(Stored data entries)
PR #375, opened 2024-06-10
feat: capture stream metadata in database and use for IOD

dav1do:
We now store stream metadata in the database so we can find all events for a stream. This simplifies the in order delivery behavior. We do make more database queries now but use less memory to try to keep track of events. This could be more efficient, but for now I went with simple and hopefully good enough, especially while streams are short. If streams start being longer, this may not be a very good approach.

We run a task to update deliverable status for streams. It gets notifications when an event for a recon event is inserted and is currently deliverable, and it tries to sort any other pieces out and update them. It includes start up operation to load streams and mark them deliverable as well. Finally, there's a data migration run on daemon start to populate the new tables.

This should fix the test in [js-ceramic](https://github.com/ceramicnetwork/js-ceramic/pull/3205). It requires #381  and #382.


migrations/sqlite/20240530125008_event_header.up.sql
```diff
@@ -0,0 +1,9 @@
+-- Add up migration script here
+CREATE TABLE IF NOT EXISTS "ceramic_one_event_header" (
```
nathanielc, line 2: How does this table get populated for existing dbs?

nathanielc (commented):
Overall looking good

migrations/sqlite/20240530125008_event_header.up.sql
dav1do: I'm going to tackle that part today 😅. I'm planning to follow the kubo approach and basically add a CLI flag to not prompt, otherwise ask/exit if they should be applied. It will require reading every event, parsing, and storing the headers so it can't (easily) be done via a sql statement. I'm open to other approaches... was thinking I'd create a table like below and then query/update at start.

```sql
create table ceramic_one_data_migrations (
    version text unique not null,
    started_at timestamp not null default current_timestamp,
    completed_at timestamp
  );
  ```

File: event/src/unvalidated/payload/init.rs [hunk 2]
```diff
@@ -26,7 +26,7 @@ impl<D> Payload<D> {
 }
 
 /// Headers for an init event
-#[derive(Default, Serialize, Deserialize)]
+#[derive(Default, Debug, Clone, PartialEq, Eq, Serialize, Deserialize)]
```
dav1do, line 29: call out

store/src/sql/access/event.rs
```diff
@@ -7,33 +7,94 @@ use std::{
...
+    /// Create a new delivered event
+    fn new(cid: Cid, stream_cid: StreamCid) -> Self {
+        Self { cid, stream_cid }
+    }
+}
+
+#[derive(Debug, Clone, PartialEq, Eq)]
+/// The result of inserting events into the database
+pub struct InsertResult {
+    /// True for new keys, false for existing keys. In same order as the input. BAH THIS ISN'T TRUE
```
dav1do, line 46: Clean up

store/src/sql/access/event.rs
```diff
@@ -87,41 +199,61 @@ impl CeramicOneEvent {
...
+    /// For local writes (i.e. over the API), `require_history` should be true. For events discovered over recon, it should be false.
     pub async fn insert_many(
         pool: &SqlitePool,
         to_add: &[EventInsertable],
+        require_history: bool,
     ) -> Result<InsertResult> {
         let mut new_keys = vec![false; to_add.len()];
+        let mut delivered = Vec::with_capacity(to_add.len());
+        let mut undelivered = Vec::with_capacity(to_add.len());
+        // TODO: this changes the order of the keys so the response is not in the same order as the input as claimed
```
dav1do, line 220: call out / follow up

store/src/sql/access/stream.rs
```diff
@@ -0,0 +1,147 @@
...
+    },
+    Error, Result, SqlitePool, SqliteTransaction,
+};
+
+/// Access to the stream and related tables. Generally querying events as a stream.
+pub struct CeramicOneStream {}
+
+#[derive(Debug, Clone, PartialEq, Eq)]
+/// Represents a stream event in a way that allows ordering it in the stream. It is metadata and not the event payload itself.
+pub struct StreamCommit {
```
dav1do, line 17: open to a better name

store/src/sql/access/stream.rs
```diff
@@ -0,0 +1,147 @@
...
+            })
+            .collect();
+
+        Ok(res)
+    }
+
+    /// Load streams with undelivered events to see if they need to be delivered now.
+    pub async fn load_stream_cids_with_undelivered_events(
+        pool: &SqlitePool,
+        last_cid: StreamCid,
```
stbrody, line 77: Can you add a comment for what is `last_cid`?

store/src/sql/access/stream.rs
```diff
@@ -0,0 +1,147 @@
...
+use crate::{
+    sql::entities::{
+        EventHeader, EventHeaderRow, EventType, IncompleteStream, StreamCid, StreamCommitRow,
+        StreamRow,
+    },
+    Error, Result, SqlitePool, SqliteTransaction,
+};
+
+/// Access to the stream and related tables. Generally querying events as a stream.
+pub struct CeramicOneStream {}
```
stbrody, line 13: this name makes me think the type represents a single Stream, rather than representing the subsystem for accessing and working with Streams.

Can we call it `CeramicStreamStore` or something like that?

store/src/sql/entities/event.rs
```diff
@@ -129,13 +151,71 @@ impl EventInsertableBody {
...
+        let mut blocks = vec![]; // use a hashset and store the CID instead of recalculating?
         while let Some((cid, data)) = reader.next_block().await.map_err(Error::new_app)? {
             let ebr = EventBlockRaw::try_new(&event_cid, idx, roots.contains(&cid), cid, data)
                 .map_err(Error::from)?;
             blocks.push(ebr);
             idx += 1;
         }
-        Ok(Self::new(event_cid, blocks))
+
+        let ev_block = blocks
```
stbrody, line 162: this is a really long function, can we pull this part out into a helper?

stbrody: Actually, can you just use `event_from_car` for all this parsing?  https://github.com/ceramicnetwork/rust-ceramic/blob/107be36d27c73ae96a07614f69503596c48d4f10/api/src/server/event.rs#L23

store/src/sql/entities/event_header.rs
```diff
@@ -0,0 +1,59 @@
...
+}
+
+impl EventHeaderRow {
+    pub fn insert() -> &'static str {
+        "INSERT INTO ceramic_one_event_header (cid, stream_cid, event_type, prev) VALUES ($1, $2, $3, $4)"
+    }
+}
+
+#[derive(Debug, Clone, PartialEq, Eq)]
+pub enum EventHeader {
```
stbrody, line 25: I don't love using the word "header" here when there is a literal "header" field in events that is different than what this type represents.  Maybe we could use the word "metadata" for this concept instead?  I don't think the protocol/rust-ceramic has a concept of "metadata" yet.  js-ceramic/the aggregated MIDs have metadata, but that's at a higher level, so I think it's okay giving the word a different meaning at this layer for the core protocol.

store/src/sql/entities/stream.rs
```diff
@@ -0,0 +1,61 @@
...
+            e.delivered IS NOT NULL as "delivered" 
+        FROM ceramic_one_stream s
+            JOIN ceramic_one_event_header eh on eh.stream_cid = s.cid
+            JOIN ceramic_one_event e on e.cid = eh.cid
+        WHERE s.cid = $1"#
+    }
+}
+
+#[derive(Debug, Clone)]
+pub struct IncompleteStream {
```
stbrody, line 39: comment on the type please.  This PR introduces a lot of new types and I'm worried about how confusing it will be to keep track of them all and how they're different.

I believe this type represents a stream where we know about some events but there are holes in the history meaning some of the events are still undeliverable - is that right?  Can we add a comment to that effect?

store/src/sql/entities/stream.rs
```diff
@@ -0,0 +1,61 @@
...
+}
+
+impl IncompleteStream {
+    pub fn fetch_all_with_undelivered() -> &'static str {
+        r#"
+        SELECT DISTINCT s.cid as "stream_cid" 
+        FROM ceramic_one_stream s
+            JOIN ceramic_one_event_header eh on eh.stream_cid = s.cid
+            JOIN ceramic_one_event e on e.cid = eh.cid
+        WHERE e.delivered is NULL and s.cid > $1
```
stbrody, line 50: comment for what the arguments are?

service/src/event/ordering_task.rs
```diff
@@ -1,158 +1,108 @@
...
-                    if new > 0 {
-                        modified = Some(newly_added_buf.into_iter().map(|ev| ev.init_cid).collect::<HashSet<InitCid>>());
+                _new = rx_stream_update.recv_many(&mut updated_streams, 100) => {
+                    debug!(?updated_streams, "incoming updates!");
+                    for stream in updated_streams {
+                        state.add_stream(stream);
                     }
                 }
+                _ = interval.tick() => {
+                    // For this and the else branch, we allow the loop to complete and if state has anything to process, it will be processed.
```
stbrody, line 80: this comment confused me at first.  The loop doesn't complete in this case, we continue looping.  We just fall through this select! statement to the bottom of the loop body, then we loop back to the beginning.  Can we clarify this comment?

service/src/event/ordering_task.rs
```diff
@@ -1,158 +1,108 @@
...
+                    .process_delivered_events(&pool, delivered_events)
                     .await
                     .map_err(Self::log_error)
                     .is_err()
             {
                 return;
             }
-            last_processed = std::time::Instant::now();
+
+            if state
```
stbrody, line 98: looking over every stream every 10 minutes makes me nervous.  I'm worried it is going to paper over bugs in the IOD logic so we never notice them, users will just have occasional sporadic high latency for certain events to be delivered, in a way that will be hard to notice or debug.

It shouldn't be necessary to look at all events, except once at startup.  After that we should be able process streams only in reaction to incoming events, without anything slipping through the cracks.  If there's a bug in our logic, I'd rather us notice it because an event *never* gets delivered, vs the event getting delivered 10 minutes late when this loop happens to notice it.

service/src/event/ordering_task.rs
```diff
@@ -175,599 +125,292 @@ impl OrderingTask {
...
+            .filter_map(|(cid, event)| if event.delivered { Some(cid) } else { None })
+    }
+
+    fn order_events(&mut self, start_with: EventCid) -> VecDeque<Cid> {
+        let mut deliverable = VecDeque::with_capacity(self.prev_map.len());
+
+        deliverable.push_back(start_with);
+        self.remove_by_event_cid(&start_with);
+        let mut tip = start_with;
+        // technically, could be in deliverable set as well if the stream is forking?
```
stbrody, line 197: we should definitely make sure we have tests that cover the case of stream forks and multiple histories each with gaps that get filled in at different times.

stbrody (changes requested):
Haven't finished reviewing `ordering_task.rs` or `service.rs` yet, but there's a lot of comments already I want to get out and my brain is starting to turn mushy reading all this code so I think this is all I can get through today.  Will plan to revisit tomorrow.

store/src/sql/access/event.rs
```diff
@@ -61,6 +123,56 @@ impl CeramicOneEvent {
...
+            }
+        }
+
+        for event in insert_check_history {
+            match &event.body.header {
+                EventHeader::Init { .. } => {
+                    unreachable!("Init events should have been filtered out")
+                }
+                EventHeader::Data { cid, prev, .. } | EventHeader::Time { cid, prev, .. } => {
+                    // check for prev in this set and fallback to database
```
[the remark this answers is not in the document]
dav1do: Hmm, I think you're right. Good catch! I should probably write a better test and make sure 😄. This would fail if we somehow got 3 writes from the API for a single stream out of order. For recon discovered events, we would miss marking them immediately (but wouldn't error), and the stream would get sent to the task and it would find them, but it shouldn't need to.

store/src/sql/access/event.rs
```diff
@@ -61,6 +123,56 @@ impl CeramicOneEvent {
...
         }
     }
+
+    /// Splits the evtents into deliverable and non-deliverable events. Non-deliverable events are checked against the database to see if they can be delivered.
+    /// If `require_history` is true, an error is returned if any event is missing history, oherwise they will not be marked as deliverable.
+    async fn with_deliverable_marker<'a>(
+        events: &'a [EventInsertable],
+        pool: &SqlitePool,
+        require_history: bool,
+    ) -> Result<Vec<(bool, &'a EventInsertable)>> {
```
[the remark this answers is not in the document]
dav1do: yeah, I 100% agree with this. I discussed a bit with Nathaniel and we want to make the an event from the event crate part of the public interface, but some of it comes out of event validation and the migrations stuff he's working on right now.

I made a lot of types to wrap specific behavior (like a group of CIDs rather than a tuple) or a specific database query result but it merits more thought and clean up.

store/src/sql/access/event.rs
```diff
@@ -87,41 +199,61 @@ impl CeramicOneEvent {
...
+        // TODO: this changes the order of the keys so the response is not in the same order as the input as claimed
+        // we currently throw this result away in recon but the recon::Store trait claims that it will be met. would be nice to remove that claim
+        let to_add = Self::with_deliverable_marker(to_add, pool, require_history).await?;
         let mut tx = pool.begin_tx().await.map_err(Error::from)?;
 
-        for (idx, item) in to_add.iter().enumerate() {
-            let new_key = Self::insert_key(&mut tx, &item.order_key).await?;
+        for (idx, (deliverable, item)) in to_add.iter().enumerate() {
+            let new_key = Self::insert_key(&mut tx, &item.order_key, *deliverable).await?;
+            let candiadate = CandidateEvent::new(item.cid(), item.stream_cid());
```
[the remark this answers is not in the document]
dav1do: thanks :). I renamed this locally in the migration to populate the new tables and will push it tonight even though it's not quite ready (i.e. working)

store/src/sql/access/stream.rs
dav1do: Yeah, that makes sense. These access structs were intended to be a sort of grouping of higher level functionality than just single table/entity writes but the names are pretty much copied straight from the tables which is a misnomer for sure.

store/src/sql/access/stream.rs
dav1do: yeah, I 100% was just trying to avoid `event` and used some js-ceramic (and git) language. I like `StreamEventMetadata` or similar - I think I even named it something like that at first but changed it because I didn't want to see Event again 🙈.

store/src/sql/access/stream.rs
dav1do: Yeah, good call. I was going to call it `cid_cursor` or something but wasn't sure how to best convey the "start after this CID" semantic.

store/src/sql/entities/event.rs
dav1do: yeah, this behavior should be in the event crate and not here. we're duplicating it in api and store to avoid circular dependencies as they originally had slightly different concerns but as we've hardened the Event types, it probably makes sense to provide this behavior in one place.

store/src/sql/entities/event_header.rs
dav1do: I'm on board with that. I originally named the table `event_metadata` and think I want to rename it back as event_header is unclear.

store/src/sql/entities/stream.rs
dav1do: yeah, I will review/consolidate the types. This is basically a wrapper around a CID for serialization to support a specific query and is only public to the module.

store/src/sql/access/event.rs
```diff
@@ -87,41 +199,61 @@ impl CeramicOneEvent {
...
+                // the insert failed so we didn't mark it as deliverable.. is this possible?
+                if !new_key {
+                    Self::mark_ready_to_deliver(&mut tx, &item.cid()).await?;
+                }
+            } else {
+                undelivered.push(candiadate);
+            }
             if new_key {
                 for block in item.body.blocks.iter() {
                     CeramicOneBlock::insert(&mut tx, block.multihash.inner(), &block.bytes).await?;
```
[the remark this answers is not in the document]
dav1do: everything is wrapped in a single (large) transaction so it gets rolled back together

migrations/sqlite/20240530125008_event_header.up.sql
```diff
@@ -0,0 +1,9 @@
...
+    "cid" BLOB NOT NULL, -- event cid
+    "event_type" INTEGER NOT NULL, -- enum EventType: Init, Data, Time
+    "stream_cid" BLOB NOT NULL,  -- id field in header. can't have FK because stream may not exist until we discover it but should reference ceramic_one_stream(cid)
```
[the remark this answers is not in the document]
dav1do: foreign key. the insert fails if we haven't discovered the init event yet if it's a foreign key, but it _should_ join on the table in the same way a foreign key would.

migrations/sqlite/20240529202212_stream.up.sql
```diff
@@ -0,0 +1,8 @@
+-- Add up migration script here
+CREATE TABLE IF NOT EXISTS "ceramic_one_stream" (
+    "cid" BLOB NOT NULL, -- init event cid
+    "sep" TEXT NOT NULL,
```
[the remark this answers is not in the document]
dav1do: yeah, I wanted to discuss controller and whether we want to fully normalize it out. it's easy to capture for just the init event here, but we may want to include it for every event as well. I wasn't sure if we wanted many to many or just a single one. having it normalized for every event makes it possible to do "flat recon" things but it would still be a decent amount of work to implement.

migrations/sqlite/20240530125008_event_header.up.sql
```diff
@@ -0,0 +1,9 @@
...
+    "prev" BLOB, -- prev event cid (can't have FK because node may not know about prev event)
+    PRIMARY KEY(cid),
+    FOREIGN KEY(cid) REFERENCES ceramic_one_event(cid)
```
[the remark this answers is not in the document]
dav1do: I didn't want to make that table any wider as we do large scans and we have to load the entire row off disk even if we only read some of the columns. Since these types are pretty small it probably doesn't matter, but I kind of expected `event_metadata` (probably going with that since `event_header` is silly) to keep growing and I didn't want to end up with a 25 column event table.

If I could redefine these tables (wow, that was quick), I'd rename event -> event_hash and make event_header/event_metadata the event table and put delivered and all the new data in there.

service/src/tests/mod.rs
```diff
@@ -202,33 +174,44 @@ async fn get_events_with_model(model: &StreamId) -> [(EventId, Vec<u8>); 3] {
...
 
-    [
-        (event_id, car),
-        (data_id, data_car),
-        (data_id_2, data_car_2),
-    ]
+    let mut events = Vec::with_capacity(number);
+    events.push((event_id, car));
+    let mut prev = init_cid;
+    for _ in 0..number {
```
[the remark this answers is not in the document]
dav1do: this loops from 0 to number-1. I tend to use the playground to sanity check if I'm ever unsure ([for example](https://play.rust-lang.org/?version=stable&mode=debug&edition=2021&gist=e71e0b4d7b0bd8f9f4f422ebc916b192))

dav1do (commented):
Thanks for the thorough review Spencer! I pretty much agree with everything you mentioned. Here's my summary of what I think I should do:

- fix the bugs 😄 
- rename `ceramic_one_event_header` to `ceramic_one_event_metadata` (or possibly just put the data in the event table but I'd rather not as I wrote in that comment)
- remove `commit` from the codebase and just refer to events
- review and rename/consolidate types. A number of them were specific to queries for serialization or grouping a few CIDs and useful data without relying on a tuple just for a bit of sanity, but it could be a lot cleaner. most of them aren't public outside of the module but also may not be necessary.
  - this includes relying on something from the event crate and possibly sharing carfile parsing with the api server 
- clean up comments. some were just missed/cruft/typos, some were me reasoning about why something was correct/okay but don't add any value and are a bit confusing now

And there's possibly more I missed but I'll go over each one as I change things tomorrow.

migrations/sqlite/20240529202212_stream.up.sql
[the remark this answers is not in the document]
stbrody: I think for now we should assume that there is only ever a single controller, and that the controller for a stream never changes.  Both of those are true today, and if either were to ever change it would require work across the entire stack, so I think requiring a database migration if/when that were to happen would be okay.  For now let's keep it simple.

migrations/sqlite/20240530125008_event_header.up.sql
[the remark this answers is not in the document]
stbrody: okay fair enough.  Was also just talking to @smrz2001 about the fact that for self-anchoring we'll probably want to track whether we learned of an event via the API or via Recon.  That might be something we want to add to this metadata table as well.

service/src/tests/mod.rs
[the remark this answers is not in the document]
stbrody: right, which would create `number` events in the loop, plus the one init event created outside the loop

store/src/sql/access/event.rs
```diff
@@ -7,33 +7,94 @@ use std::{
...
         sqlite::SqliteTransaction,
     },
-    CeramicOneBlock, CeramicOneEventBlock, Error, Result, SqlitePool,
+    CeramicOneBlock, CeramicOneEventBlock, CeramicOneStream, Error, Result, SqlitePool,
 };
 
 static GLOBAL_COUNTER: AtomicI64 = AtomicI64::new(0);
 
+#[derive(Debug, Clone, PartialEq, Eq, Hash)]
+/// An event that has been delivered to the client. Generally returned from a batch of inserts.
```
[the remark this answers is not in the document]
dav1do: Reworked things quite a bit.. this is called `InsertedEvent` now

store/src/sql/entities/stream.rs
```diff
@@ -0,0 +1,61 @@
...
+}
+
+impl StreamRow {
+    pub fn insert() -> &'static str {
+        "INSERT INTO ceramic_one_stream (cid, sep, sep_value) VALUES ($1, $2, $3) returning cid"
+    }
+}
+
+#[derive(Debug, Clone, sqlx::FromRow)]
+pub struct StreamCommitRow {
```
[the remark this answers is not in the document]
dav1do: Removed all instances of commit. EventHeaderRow has been changed to just be a container for queries related to the entity

service/src/event/ordering_task.rs
dav1do: removed most of the comments and took out the select!. hopefully it's clearer now, it's still a bit rough

service/src/event/ordering_task.rs
dav1do: yeah, agreed. the trigger was only reviewing things in memory we failed to process for some reason, but I removed that in favor of explicitly trying anything left over at the beginning of the loop

service/src/tests/mod.rs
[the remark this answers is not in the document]
dav1do: ah, I see what you were asking. yeah, it does. I renamed things to make it more clear (like `get_init_plus_n_events_with_model` 😄)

**Directions for this task:**
Which lines in the data above contain "through"? Show each one.

**Worked solution:**
stbrody, line 80: this comment confused me at first.  The loop doesn't complete in this case, we continue looping.  We just fall through this select! statement to the bottom of the loop body, then we loop back to the beginning.  Can we clarify this comment?
It shouldn't be necessary to look at all events, except once at startup.  After that we should be able process streams only in reaction to incoming events, without anything slipping through the cracks.  If there's a bug in our logic, I'd rather us notice it because an event *never* gets delivered, vs the event getting delivered 10 minutes late when this loop happens to notice it.
Haven't finished reviewing `ordering_task.rs` or `service.rs` yet, but there's a lot of comments already I want to get out and my brain is starting to turn mushy reading all this code so I think this is all I can get through today.  Will plan to revisit tomorrow.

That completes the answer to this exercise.